Since this protein is retro viral derived… so many questions… how did it become so influential and integral in human development? How did our bodies first encounter it? What was the virus and was it deadly? Does our body still have the ability to integrate viral proteins, or is it still?!

Considering what we know of HIV, the autoimmune and neurological effects of the Syncytin mother virus must have been pretty awful. Additionally, it also seems that the retroviridae family has incredible mechanisms via enzyme production for DNA transcription and integration, which further adds to the awe that is the immune system. It makes me wonder even more why we don’t work /with/ our immune systems instead of /against/ them with modern treatments (e.g. let’s kill everything with antibiotics, alcohol, radiation, etc.).

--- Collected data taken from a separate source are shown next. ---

PR #68, opened 2025-02-17
Add functionality to subset a sample

gabrieltseng:
This PR aims to fix two issues we were running into.

1. **Problem**: OOM on runs. 
    **Solution**: Subset each batch so that the total number of tokens in an instance respects a token budget (1500 is based on Galileo, but it's probably something we could play around with).

2. **Problem**: Model not learning
    (partial) **Solution**: I don't know if this will fix it, but one thing I noticed is that the online encoder and target encoder receive the same masks. This means the target encoder has no additional information compared to the online encoder. I updated it so that the target encoder receives the unmasked input (which was the best configuration for Galileo, see Table 9 "target context" of the [paper](https://arxiv.org/abs/2502.09356)).

Some smaller cleanups / improvements as a consequence of this:
- Subsetting supports varying patch sizes, so we now train on varying patch sizes (and number of timesteps)
- Remove `base_patch_size`, which didn't seem like it was being used anywhere
- Rename the mask value from `DECODER_ONLY` to `DECODER` for clarity, since the target encoder will see those values too.

### DIFF
--- a/helios/train/masking.py
+++ b/helios/train/masking.py
@@ -82,6 +82,8 @@ class MaskedHeliosSample(NamedTuple):
         """
         return_dict: dict[str, ArrayTensor] = {}
         for key, val in self.as_dict().items():
+            if val is None:
+                continue
             if key.endswith("mask"):
                 # 1s where it is missing, 0 elsewhere
                 all_but_missing = val == MaskValue.MISSING
--- a/tests/unit/train/test_masking.py
+++ b/tests/unit/train/test_masking.py
@@ -60,4 +60,5 @@ def test_random_masking_and_unmask() -> None:
     for modality_name in unmasked_sample._fields:
         if modality_name.endswith("mask"):
             mask = getattr(unmasked_sample, modality_name)
-            assert (mask == 0).all()
+            if mask is not None:
+                assert (mask == 0).all()


helios/data/dataset.py
```diff
@@ -136,6 +138,142 @@ def maybe_move_to_device(tensor: torch.Tensor | None) -> torch.Tensor | None:
...
+
+        This function assumes we apply (H, W, T=1 patchifying)
+        """
+        used_tokens = 0
+        time_multiply_tokens = 0
+        for attribute in self.as_dict(ignore_nones=True).keys():
+            if attribute == "timestamps":
+                continue
+            modality_spec = Modality.get(attribute)
+            if (modality_spec.get_tile_resolution() > 0) and (
```
Hgherzog: Suggestion: have a property for modality spec that is this check

helios/data/dataset.py
```diff
@@ -136,6 +138,142 @@ def maybe_move_to_device(tensor: torch.Tensor | None) -> torch.Tensor | None:
...
+    def time(self) -> int:
+        """Get the number of time steps in the data."""
+        if self.timestamps is None:
+            raise ValueError("Timestamps are not present in the sample")
+        return self.timestamps.shape[1]
+
+    def _t_from_hw(self, h_w_p: int, max_tokens_per_instance: int) -> int:
+        """Find max t possible when subsetting.
+
+        Given a sampled h_w (in tokens),
```
Hgherzog: Is this h_w or h_w_p does this need to be patchified

helios/data/dataset.py
```diff
@@ -136,6 +138,142 @@ def maybe_move_to_device(tensor: torch.Tensor | None) -> torch.Tensor | None:
...
+        return self.sentinel2.shape[2]
+
+    @property
+    def time(self) -> int:
+        """Get the number of time steps in the data."""
+        if self.timestamps is None:
+            raise ValueError("Timestamps are not present in the sample")
+        return self.timestamps.shape[1]
+
+    def _t_from_hw(self, h_w_p: int, max_tokens_per_instance: int) -> int:
```
Hgherzog: Suggestion: Use a clearer function name here e.g _get_max_t_within_token_budget

helios/data/dataset.py
```diff
@@ -136,6 +138,142 @@ def maybe_move_to_device(tensor: torch.Tensor | None) -> torch.Tensor | None:
...
+
+        The returned sample will have shape:
+            height = hw_t * patch_size
+            width = hw_t * patch_size
+            time = max_t
+        where hw_t is sampled from hw_to_sample and max_t is the maximum number
+        of timesteps allowable so that the total tokens (per instance) is >=
+        max_tokens_per_instance
+        """
+        max_height_width = max(self.height, self.width)
```
Hgherzog, line 217: nit: We are assuming in many places that h == w, if we don't need to support this we can simplify here

helios/train/masking.py
```diff
@@ -71,6 +71,22 @@ def as_dict(self) -> dict[str, Any]:
             return_dict[field] = val
         return return_dict
 
+    def unmask(self) -> "MaskedHeliosSample":
```
Hgherzog, line 77: Nice catch. This may be why loss isn't going down.

helios/data/dataset.py
```diff
@@ -136,6 +138,142 @@ def maybe_move_to_device(tensor: torch.Tensor | None) -> torch.Tensor | None:
...
+    @property
+    def time(self) -> int:
+        """Get the number of time steps in the data."""
+        if self.timestamps is None:
+            raise ValueError("Timestamps are not present in the sample")
+        return self.timestamps.shape[1]
+
+    def _t_from_hw(self, h_w_p: int, max_tokens_per_instance: int) -> int:
+        """Find max t possible when subsetting.
+
```
Hgherzog, line 163: Can you add an args docstring here to make it clear that h_w_p is the height/width value after patchification

helios/train/train_module.py
```diff
@@ -368,12 +369,18 @@ def train_batch(self, batch: HeliosSample, dry_run: bool = False) -> None:
 
         # Move tensors to the right device.
         # we may want to modify this
-        batch = batch.to_device(self.device)
-        kwargs = {"patch_size": 8, "encode_ratio": 0.5, "decode_ratio": 0.5}
-        masked_batch = self.masking_strategy.apply_mask(batch, **kwargs)
+        token_budget = 1500
+        h_w_to_sample = list(range(1, 13))
+
+        patch_size = np.random.choice(self.model.encoder.max_patch_size)
```
Hgherzog, line 377: I updated the patch size and some of this logic in my PR, but we should go with what's here, feel free to do that when you merge

helios/data/dataset.py
gabrieltseng: ah - I tried to make this clear with the `in_tokens` - would it be clearer to say `given a sampled h_w_p (the number of tokens along the h and w dimensions ...`?

helios/data/dataset.py
gabrieltseng: updated

helios/data/dataset.py
gabrieltseng: for now this is cheap so I am happy to leave it here.

helios/data/dataset.py
gabrieltseng: updated

helios/data/dataset.py
gabrieltseng: updated as per the comment above

helios/train/train_module.py
```diff
@@ -370,14 +371,18 @@ def train_batch(self, batch: HeliosSample, dry_run: bool = False) -> None:
...
         # we may want to modify this
-        batch = batch.to_device(self.device)
-        # TODO: ENsure patch size stuff is the same between encoder and target encoder
-        # TODO: Need to make this dynamic and configurable
-        kwargs = {"patch_size": 16, "encode_ratio": 0.5, "decode_ratio": 0.5}
-        masked_batch = self.masking_strategy.apply_mask(batch, **kwargs)
+        token_budget = 1500
+        h_w_to_sample = list(range(1, 13))
+
+        patch_size = np.random.choice(self.model.encoder.max_patch_size)
```
Hgherzog, line 377: Patch size can be zero here due to random choice

Hgherzog:
```suggestion
        patch_size = np.random.choice(np.arange(1, self.model.encoder.max_patch_size))
```

PR #381, opened 2025-10-10
Henryh/remove straggler

Hgherzog:
- Remove leftover helios code
- Add missing imports to all 
- change paths back to helios for the launch scripts. We will need to remove this dependency before OS https://github.com/allenai/helios/issues/382 

Here is confirmation we can still load other models without this code: https://wandb.ai/eai-ai2/helios_in_loop_evals/runs/or7uzmij 

I confirmed here that checkpoints load and helios eval process https://wandb.ai/eai-ai2/helios_in_loop_evals/runs/8x7hlart/logs

### DIFF
--- a/olmoearth_pretrain/evals/models/anysat/anysat_launch.py
+++ b/olmoearth_pretrain/evals/models/anysat/anysat_launch.py
@@ -92,7 +92,7 @@ def build_dataset_config(common: CommonComponents) -> OlmoEarthDatasetConfig:
     dataset_configs = [
         # ENsure this is any existing dataset
         OlmoEarthDatasetConfig(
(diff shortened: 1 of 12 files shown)


olmoearth_pretrain/train/callbacks/__init__.py
```diff
@@ -1,11 +1,13 @@
 """Callbacks for the trainer specific to OlmoEarth Pretrain."""
 
 from .evaluator_callback import DownstreamEvaluatorCallbackConfig
-from .speed_monitor import OlmoEarthSpeedMonitorCallback
-from .wandb import OlmoEarthWandBCallback
+from .speed_monitor import HeliosSpeedMonitorCallback, OlmoEarthSpeedMonitorCallback
```
favyen2, line 4: can these be renamed?

Hgherzog: No because they are in the checkpoint config.json, so we have aliases for now with a deprecation warning

PR #387, opened 2025-10-14
revert paths to weka files

Hgherzog:
Files on weka are still under the helios/ directory. I don't see any reason to move stuff internally on weka right now  so I am renaming here

### DIFF
--- a/olmoearth_pretrain/evals/models/galileo/single_file_galileo.py
+++ b/olmoearth_pretrain/evals/models/galileo/single_file_galileo.py
@@ -1731,7 +1731,7 @@ class GalileoWrapper(nn.Module):
         ]
         self.add_layernorm_on_exit = add_layernorm_on_exit
         if use_pretrained_normalizer:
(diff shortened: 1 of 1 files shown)


olmoearth_pretrain/evals/models/galileo/single_file_galileo.py
```diff
@@ -1731,7 +1731,7 @@ def __init__(
         ]
         self.add_layernorm_on_exit = add_layernorm_on_exit
         if use_pretrained_normalizer:
-            self.normalizer = Normalizer(std=True, normalizing_dicts=load_normalization_values(Path("/weka/dfive-default/henryh/helios/helios/olmoearth_pretrain/evals/models/galileo/normalization_config.json")))
+            self.normalizer = Normalizer(std=True, normalizing_dicts=load_normalization_values(Path("/weka/dfive-default/henryh/helios/helios/helios/evals/models/galileo/normalization_config.json")))
```
yawenzzzz: for the normalization file, you can use `Path(__file__).resolve().parent / "normalization_config.json")`, and `from pathlib import Path`, it works for me.

Hgherzog: Good catch that is much better.

PR #398, opened 2025-10-21
More changes for finetune

yawenzzzz:
Changes required to run finetune for different models and tasks.

### DIFF
--- a/olmoearth_pretrain/evals/finetune.py
+++ b/olmoearth_pretrain/evals/finetune.py
@@ -43,6 +43,7 @@ class BackboneWithHead(nn.Module):
             pooling_type=pooling_type,
             concat_features=False,
             use_pooled_tokens=use_pooled_tokens,
+            # Set this to False to avoid downsampling embeddings and labels for AnySat
             is_train=False,
         )
         self.task_type = task_type
@@ -68,8 +69,6 @@ class BackboneWithHead(nn.Module):
     ) -> torch.Tensor:
         """Forward pass through the model and head."""
         dev = next(self.wrapper.parameters()).device
-        # The wrapper requires both batch and labels as input, mainly for model
-        # like AnySat that modify the shape of labels during training
         emb, labels = self.wrapper(batch, labels)
         emb = cast(torch.Tensor, emb)
         emb_dim = emb.shape[-1]
@@ -276,7 +275,6 @@ def run_finetune_eval(
                 max_lr=lr,
                 min_lr=1.0e-6,
             )
-            # torch.nn.utils.clip_grad_norm_(ft.parameters(), 1.0)
             opt.step()
             opt.zero_grad()
 


scripts/get_max_eval_metrics_from_wandb.py
```diff
@@ -336,7 +336,7 @@ def save_metrics_to_csv(metrics_dict: dict[str, dict[str, float]], filename: str
                 print(f"\n{partition}:")
                 for metric in METRICS:
                     # Try original name
-                    key = f"eval/{metric}"
+                    key = f"eval/test/{metric}"
```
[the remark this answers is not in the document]
yawenzzzz: Fixed.

olmoearth_pretrain/internal/all_evals.py
```diff
@@ -418,120 +419,82 @@ def load_user_module(path: str) -> Any:
         norm_stats_from_pretrained=True,
         epochs=50,
     ),
+    # default: 32, galileo & anysat: 16, change patch size
+    # 256 * 256, limit to 32 * 32
+    # 24,576, 10 classes, segmentation
+    # anysat: ps = 8, bs = 8
+    # galileo: ps = 8, bs = 1
```
yawenzzzz: Move these final configs into the finetune script to override model and task settings.

olmoearth_pretrain/internal/full_eval_sweep_finetune.py
```diff
@@ -22,7 +22,7 @@
 logger = getLogger(__name__)
 
 # Fine-tune learning rates to sweep over.
-FT_LRS = [1e-5, 5e-5, 1e-4, 5e-4, 1e-3, 5e-3, 1e-2]
```
yawenzzzz, line 26: Tried smaller lr but not working well, for most models, the best finetune run is with lr within 1e-5 to 1e-4.

olmoearth_pretrain/internal/all_evals.py
yawenzzzz: Fixed.

olmoearth_pretrain/internal/full_eval_sweep_finetune.py
yawenzzzz: Fixed.

olmoearth_pretrain/evals/models/panopticon/panopticon.py
```diff
@@ -84,6 +84,7 @@ def _process_modality_data(self, data: torch.Tensor) -> list[torch.Tensor]:
         for i in range(t_dim):
             data_i = rearrange(data[:, :, :, i, :], "b h w c -> b c h w")
 
+            # TODO: 224 should not be hardcoded here
```
favyen2: It should be quick to add another one like `patch_size: int = 14` to the field so `input_size: int = 224`.

olmoearth_pretrain/evals/finetune.py
```diff
@@ -104,7 +105,7 @@ def _eval_cls(
         label = label.to(device=device)
         masked = _to_device(masked, device)
         with torch.amp.autocast(device_type=device.type, dtype=torch.bfloat16):
-            logits = module(masked, label)  # (B, C)
+            logits, label = module(masked, label)  # (B, C)
```
favyen2: It may be more clear to do `logits, _ = module(masked, label)` to make it clear that the model should not be changing the label during testing, only during training. And/or add a comment here since it is not clear what is going on without going to the get_eval_wrapper code.

olmoearth_pretrain/evals/models/panopticon/panopticon.py
yawenzzzz: Fixed.

olmoearth_pretrain/internal/all_evals.py
```diff
@@ -425,114 +426,59 @@ def load_user_module(path: str) -> Any:
         num_workers=2,
         pooling_type=PoolingType.MEAN,
         norm_stats_from_pretrained=False,
+        norm_method=NormMethod.NORM_NO_CLIP_2_STD,
```
Hgherzog, line 433: Can you change this for KNN and linear probe as well

olmoearth_pretrain/internal/full_eval_sweep_finetune.py
```diff
@@ -54,13 +68,14 @@ class ModelPreset:
...
     global_args: tuple[str, ...] = ()
-    # By default, we include the dataset stats.
     include_dataset_stats: bool = True
     launch_script_key: str | None = None
+    # Whether this model supports --model.use_pretrained_normalizer
+    supports_pretrained_normalizer: bool = False
 
 
-# TODO: We need to add the final norm settings for each model.
 MODEL_PRESETS: dict[str, ModelPreset] = {
```
Hgherzog, line 79: Ideally we should share these constants between the knn and LP and the full eval sweeps. I suggest making an issue and we do that in a seperate PR

olmoearth_pretrain/evals/finetune.py
yawenzzzz: make sense, fixed.

olmoearth_pretrain/internal/all_evals.py
yawenzzzz: Sure!

olmoearth_pretrain/internal/full_eval_sweep_finetune.py
yawenzzzz: agree, will add an issue on this.

PR #409, opened 2025-10-23
Henryh/de spookify masking

Hgherzog:
Hopefully cleaning up the confusing masking code so that it is more readable.

### DIFF
--- a/olmoearth_pretrain/train/masking.py
+++ b/olmoearth_pretrain/train/masking.py
@@ -1043,7 +1043,6 @@ class ModalityCrossMaskingStrategy(MaskingStrategy):
         num_encodable = len(encodable)
         upper_limit = num_encodable
         if not self.allow_encoding_decoding_same_bandset:
-
             upper_limit -= 1
 
         if self.max_encoded_bandsets is None:
@@ -1088,7 +1087,9 @@ class ModalityCrossMaskingStrategy(MaskingStrategy):
 
         num_decoded_bandsets = np.random.randint(min_decoded, max_decoded + 1)
         decoded_idxs = np.random.choice(
-            len(available), size=min(num_decoded_bandsets, len(available)), replace=False
+            len(available),
+            size=min(num_decoded_bandsets, len(available)),
+            replace=False,
         )
         return set([available[i] for i in decoded_idxs])
 


olmoearth_pretrain/train/masking.py
```diff
@@ -906,6 +924,10 @@ def __init__(
         self.max_decoded_bandsets = max_decoded_bandsets
         self.only_decode_modalities = only_decode_modalities
 
+    # =================================================================
+    # PUBLIC API
```
pjreddie: ?

olmoearth_pretrain/train/masking.py
```diff
@@ -959,119 +981,147 @@ def get_sample_present_modalities_bandsets(
...
-    def overide_strategy_mask(self, modality_spec: ModalitySpec) -> bool:
-        """Overide the mask for a modality depending on the strategy being modality cross masked.
+    def _select_bandsets_for_sample(
+        self, present: list[tuple[str, int]]
+    ) -> tuple[set[tuple[str, int]], set[tuple[str, int]]]:
+        """Select encoded and decoded bandsets for a single sample based on modality count."""
+        if len(present) == 1:
+            return self._select_bandsets_single_modality(present)
+        elif len(present) == 2:
+            return self._select_bandsets_two_modalities(present)
```
pjreddie: if `allow_encoding_decoding_same_bandset` is true (which it usually is) we don't have to do this. And if it's false will this ever work with 1 bandset? encoding the bandset and not decoding anything may give us errors in a weird edge case where this was true for a bunch of samples and we generated no loss but maybe that's unlikely.

also the 2 modality case should probably randomly select which bandset to encode vs decode instead of having static assignment unless they get shuffled earlier which they might?

olmoearth_pretrain/train/masking.py
Hgherzog: I asked cursor to comment organizing methods I can delete this

Hgherzog: happy to delete if unhelpful

olmoearth_pretrain/train/masking.py
Hgherzog: This makes sense. I will try to either remove or simplify this. If `allow_encoding_decoding_same_bandset=False`  and there is only 1 present modality bandset  that should just encode and not decode because it is safer.

olmoearth_pretrain/train/masking.py
```diff
@@ -959,119 +981,131 @@ def get_sample_present_modalities_bandsets(
...
+
+    def _randomly_select_decoded_bandsets(
+        self,
+        present: list[tuple[str, int]],
+        encoded: set[tuple[str, int]],
+        min_max_decode: tuple[int, int],
+    ) -> set[tuple[str, int]]:
+        """Randomly select which bandsets to decode."""
+        min_decoded, max_decoded = min_max_decode
+        if self.allow_encoding_decoding_same_bandset:
```
Hgherzog, line 1083: I think it is clearer to randomly select in both cases then to always take all of the other as we were doing before. If we want an always decode all option we should have that seperately or you just set min and max decoded bandsets to be very high.

olmoearth_pretrain/train/masking.py
Hgherzog: The 2 modality case I think fits into the multiple modality case so we can just delete it.

PR #413, opened 2025-10-25
Switch to FreezeUnfreeze for finetune

yawenzzzz:
1. Remove early stopping and previously lr scheduler, switch to FreezeUnfreeze and ReduceLROnPlateau. This setup is more similar to the finetuning recipe for our partner tasks, though training for less epochs, 50 instead of 100. 
2. Fix issue with AnySat, make sure only downsampling during train, not val/test.
3. Add patch size experiments for m_sa_crop_type and m_cashew_plant with OlmoEarth models.

> [!NOTE]
> Implements freeze–unfreeze finetuning with LR scheduling, threads is_train into embeddings/wrappers (fixing AnySat train-time subsampling), and trims/retunes finetune tasks and sweep configs.
> 
> - **Finetune**:
>   - Add freeze–unfreeze: freeze backbone for first 20% epochs, then unfreeze and drop LR 10×.
>   - Introduce `ReduceLROnPlateau`; remove per-step LR warmup/adjust and early stopping.
>   - Add `_set_backbone_trainable`; ensure eval uses `is_train=False`.
> - **Embeddings & Wrappers**:
>   - Thread `is_train` through `get_embeddings` and `EvalWrapper.__call__` (all subclasses).
>   - Replace `self.is_train` with `is_train` in `AnySatEvalWrapper` to control train-time pixel subsampling.
>   - Evaluator now passes `is_train` to `get_embeddings` and no longer sets it in wrapper ctor.
> - **Eval configs / sweep**:
>   - Streamline `FT_EVAL_TASKS` (comment out many; keep `m_sa_crop_type`, `m_cashew_plant` with batch/worker tweaks).
>   - Narrow LR sweep to `[1e-4, 5e-4, 1e-3]`; update run name suffixes to include `freezeunfreeze`; refresh example run strings.
> 
> <sup>Written by [Cursor Bugbot](https://cursor.com/dashboard?tab=bugbot) for commit 3a18ece5de3fc28d1d252dcb7807c64fe8ac5647. Configure [here](https://cursor.com/dashboard?tab=bugbot).</sup>

### DIFF
--- a/olmoearth_pretrain/evals/models/anysat/anysat.py
+++ b/olmoearth_pretrain/evals/models/anysat/anysat.py
@@ -62,7 +62,7 @@ class AnySat(nn.Module):
     supports_multiple_modalities_at_once = True
     resolution: int = 10
 
-    def __init__(self, patch_size: int = 8) -> None:
+    def __init__(self, patch_size: int = 4) -> None:
         """AnySat wrapper."""
         super().__init__()
         self.model = torch.hub.load(
@@ -264,7 +264,7 @@ class AnySat(nn.Module):
 class AnySatConfig(Config):
     """olmo_core style config for AnySat."""
 
-    patch_size: int = 8
+    patch_size: int = 4
 
     def build(self) -> AnySat:
         """Build the Croma model."""
--- a/olmoearth_pretrain/evals/models/galileo/single_file_galileo.py
+++ b/olmoearth_pretrain/evals/models/galileo/single_file_galileo.py
@@ -1699,7 +1699,7 @@ class GalileoWrapper(nn.Module):
     def __init__(
         self,
         pretrained_path: UPath,
-        patch_size: int = 8,
+        patch_size: int = 4,
         month: int = 6,
         add_layernorm_on_exit: bool = True,
         use_pretrained_normalizer: bool = True,
@@ -1937,7 +1937,7 @@ class GalileoConfig(Config):
     """olmo_core style config for GalileoWrapper."""
 
     size: str = "base"
-    patch_size: int = 16
+    patch_size: int = 4
     month: int = 6
     add_layernorm_on_exit: bool = True
     use_pretrained_normalizer: bool = True


olmoearth_pretrain/train/callbacks/evaluator_callback.py
```diff
@@ -324,22 +358,51 @@ def _val_finetune(self) -> tuple[float, float]:
...
+            logger.info(
+                f"Best checkpoint already exists for {self.evaluation_name}, skipping finetuning"
+            )
+            return 0.0, 0.0
+        else:
+            logger.info(
+                f"Best checkpoint does not exist for {self.evaluation_name}, running finetuning"
+            )
+
+        try:
```
favyen2: I don't think you need the try/except here. Anyway it will raise exception and exit if run_finetune_eval encounters error. Can just do like this:
```python
val_result, test_result = run_finetune_eval(...)
logger.info(...)
model.load_state_dict(original_state)
if original_training_mode:
    model.train()
else:
    model.eval()
```

olmoearth_pretrain/train/callbacks/evaluator_callback.py
```diff
@@ -324,22 +358,51 @@ def _val_finetune(self) -> tuple[float, float]:
...
-            patch_size=self.patch_size,
-            pooling_type=self.pooling_type,
-            use_pooled_tokens=self.use_pooled_tokens,
-            train_loader=train_loader,
-            val_loader=val_loader,
-            test_loader=test_loader,
-        )
-        logger.info(
-            f"Downstream evaluator {self.evaluation_name} val score: {val_result}, test score: {test_result}"
+        # Check if best checkpoint already exists
```
Hgherzog: Suggestion: Move the checkpointing into a helper function

olmoearth_pretrain/train/callbacks/evaluator_callback.py
```diff
@@ -312,38 +341,64 @@ def _val_finetune(self) -> tuple[float, float]:
...
+                model.eval()
 
-        torch.cuda.empty_cache()
-        gc.collect()
-        return val_result, test_result
+            torch.cuda.empty_cache()
+            gc.collect()
+            return val_result, test_result
 
     def val(self) -> tuple[float, float]:
```
Hgherzog, line 405: Why do we need to update the train vs eval state again after validation?

olmoearth_pretrain/evals/eval_wrapper.py
```diff
@@ -50,7 +50,6 @@ def __init__(
         pooling_type: PoolingType,
         concat_features: bool = False,
         use_pooled_tokens: bool = False,
-        is_train: bool = True,
```
Hgherzog, line 53: Is this only used by anysat? Also, what was reason to move this out of the wrapper and into the method signature ?

olmoearth_pretrain/train/callbacks/evaluator_callback.py
yawenzzzz: Fixed!

olmoearth_pretrain/train/callbacks/evaluator_callback.py
```diff
@@ -312,38 +341,64 @@ def _val_finetune(self) -> tuple[float, float]:
...
+            self.evaluation_name,
+            f"lr{self.ft_lr}",
+            "best.ckpt",
         )
+        if os.path.exists(best_checkpoint_path):
+            logger.info("Best checkpoint already exists, skipping finetuning")
+            return 0.0, 0.0
+        else:
+            logger.info("Best checkpoint does not exist, running finetuning")
+            val_result, test_result = run_finetune_eval(
```
Hgherzog, line 379: When do we set model.eval() for running evaluations? I couldn't find it.

Hgherzog: Is it implicitly set in the saved checkpoint? I think it is better to explicitly set it or not before running evals.

olmoearth_pretrain/evals/eval_wrapper.py
yawenzzzz: yes, this is only used by Anysat, the reason of moving it into the method signature is to avoid reinitialize the same wrapper twice, AnySat needs to do label sampling only in train, but using original label in val/test. with this, we can just pass the `is_train` to get different behaviors of label sampling or not.

olmoearth_pretrain/train/callbacks/evaluator_callback.py
yawenzzzz: this is redundant, we already have `model.train()` and `module.eval()` in the `finetune.py`

yawenzzzz: i removed it.

olmoearth_pretrain/train/callbacks/evaluator_callback.py
yawenzzzz: this is redundant, we already have `model.train()` and `module.eval()` in the `finetune.py`

olmoearth_pretrain/train/callbacks/evaluator_callback.py
yawenzzzz: this is not checkpointing, but instead checking if best checkpoint exists or not, and the path will be passed to the `run_finetune_eval` function.  this is mainly used for resume, if best checkpoint exists, the task will be skipped.

Hgherzog: same nit applies, up to you

yawenzzzz: fixed.

PR #420, opened 2025-10-30
local vs gcs paths in upath produce totally different types

cmwilhelm:
> [!NOTE]
> Switch to UPath for resolving and opening model artifacts, and add tests validating GCS path handling.
> 
> - **Model loading**:
>   - `_resolve_artifact_path` now returns `UPath`; construct paths with `UPath` for both IDs and local/remote paths.
>   - `_load_model_from_config` and `_load_state_dict` accept `UPath` and use `path.open(...)`; `torch.load` reads via file handle.
> - **Tests**:
>   - Add GCS path test expecting `NotFound`/`FileNotFoundError`/`OSError` to verify remote path handling.
>   - Import `NotFound` from `google.api_core.exceptions`.
> 
> <sup>Written by [Cursor Bugbot](https://cursor.com/dashboard?tab=bugbot) for commit b0e575cbf0b785b9ecbe9cfe2c1b51b43e1cf5b5. This will update automatically on new commits. Configure [here](https://cursor.com/dashboard?tab=bugbot).</sup>

### DIFF
--- a/olmoearth_pretrain/model_loader.py
+++ b/olmoearth_pretrain/model_loader.py
@@ -110,7 +110,8 @@ def _load_model_from_config(path: UPath) -> torch.nn.Module:
     return model_config.build()
 
 
-def _load_state_dict(path: PathLike) -> dict[str, torch.Tensor]:
+def _load_state_dict(path: UPath) -> dict[str, torch.Tensor]:
     """Load the model state dict from the specified path."""
-    state_dict = torch.load(path, map_location="cpu")
+    with path.open("rb") as f:
+        state_dict = torch.load(f, map_location="cpu")
     return state_dict


olmoearth_pretrain/model_loader.py
```diff
@@ -92,7 +92,7 @@ def load_model_from_path(
 
 def _resolve_artifact_path(
```
favyen2, line 93: Sounds like this function has caused a few bugs, the external API is separate for model ID vs checkpoint path, so I would just put this code into load_model_from_id and load_model_from_path, the latter would just be running `UPath(model_path) / filename` which is simple enough that a separate function adds unnecessary complexity.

Reading old fact-check and debunking articles on mRNA produced SARS-coV 2 spike protein v. Syncytin-1 obviously leads one to believe “oh, the similarities are nothing”, but comparing them to non-viral protein structures doesn’t really lend the same comparison. My understanding and thinking may be way off base, but to me, a layperson, is: wouldn’t we have a more innate immune response to viral proteins? Or even the envelope of such? Rather than, say, comparing them to hemoglobin or any other human protein that wasn’t viral derived.

As usual, your posts leave me with more questions than I had before reading them. A sign of an excellent teacher.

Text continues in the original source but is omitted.